> Task goal: When you retype the data, keep every line exactly as it appears.

═════ Source information ═════

PR #141, opened 2020-11-03
Fix double emission on asset mint

alexvanin:
LRU cache is used as storage of previous sidechain GAS emissions at asset mint. It will purge old records and those accounts will be able to emit some sidechain GAS once again after `threshold` epochs.

### DIFF
--- a/pkg/innerring/processors/neofs/process_assets.go
+++ b/pkg/innerring/processors/neofs/process_assets.go
@@ -34,12 +34,34 @@ func (np *Processor) processDeposit(deposit *neofsEvent.Deposit) {
 		np.log.Error("can't transfer assets to balance contract", zap.Error(err))
 	}
 
-	// fixme: send gas when ^ tx accepted
-	// fixme: do not send gas to the same user twice per epoch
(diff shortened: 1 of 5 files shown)


pkg/innerring/processors/neofs/process_assets.go
```diff
@@ -34,12 +34,34 @@ func (np *Processor) processDeposit(deposit *neofsEvent.Deposit) {
...
+	receiver := deposit.To()
+
+	// check if receiver already received some mint GAS emissions
+	// we should lock there even though LRU cache is already thread save
+	// we lock there because GAS transfer AND cache update must be atomic
+	np.mintEmitLock.Lock()
+	defer np.mintEmitLock.Unlock()
+
+	val, ok := np.mintEmitCache.Get(receiver.String())
+	if ok && val.(uint64) >= curEpoch-np.mintEmitThreshold {
```
cthulhu-rider, line 47: Can we use  `val.(uint64)+np.mintEmitThreshold >= curEpoch` expression since overflow is much less likely in it?

alexvanin: Sure. Fixed.

cthulhu-rider (approved):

═════

> Exercise result:
PR #141, opened 2020-11-03
Fix double emission on asset mint

alexvanin:
LRU cache is used as storage of previous sidechain GAS emissions at asset mint. It will purge old records and those accounts will be able to emit some sidechain GAS once again after `threshold` epochs.

### DIFF
--- a/pkg/innerring/processors/neofs/process_assets.go
+++ b/pkg/innerring/processors/neofs/process_assets.go
@@ -34,12 +34,34 @@ func (np *Processor) processDeposit(deposit *neofsEvent.Deposit) {
 		np.log.Error("can't transfer assets to balance contract", zap.Error(err))
 	}
 
-	// fixme: send gas when ^ tx accepted
-	// fixme: do not send gas to the same user twice per epoch
(diff shortened: 1 of 5 files shown)


pkg/innerring/processors/neofs/process_assets.go
```diff
@@ -34,12 +34,34 @@ func (np *Processor) processDeposit(deposit *neofsEvent.Deposit) {
...
+	receiver := deposit.To()
+
+	// check if receiver already received some mint GAS emissions
+	// we should lock there even though LRU cache is already thread save
+	// we lock there because GAS transfer AND cache update must be atomic
+	np.mintEmitLock.Lock()
+	defer np.mintEmitLock.Unlock()
+
+	val, ok := np.mintEmitCache.Get(receiver.String())
+	if ok && val.(uint64) >= curEpoch-np.mintEmitThreshold {
```
cthulhu-rider, line 47: Can we use  `val.(uint64)+np.mintEmitThreshold >= curEpoch` expression since overflow is much less likely in it?

alexvanin: Sure. Fixed.

cthulhu-rider (approved):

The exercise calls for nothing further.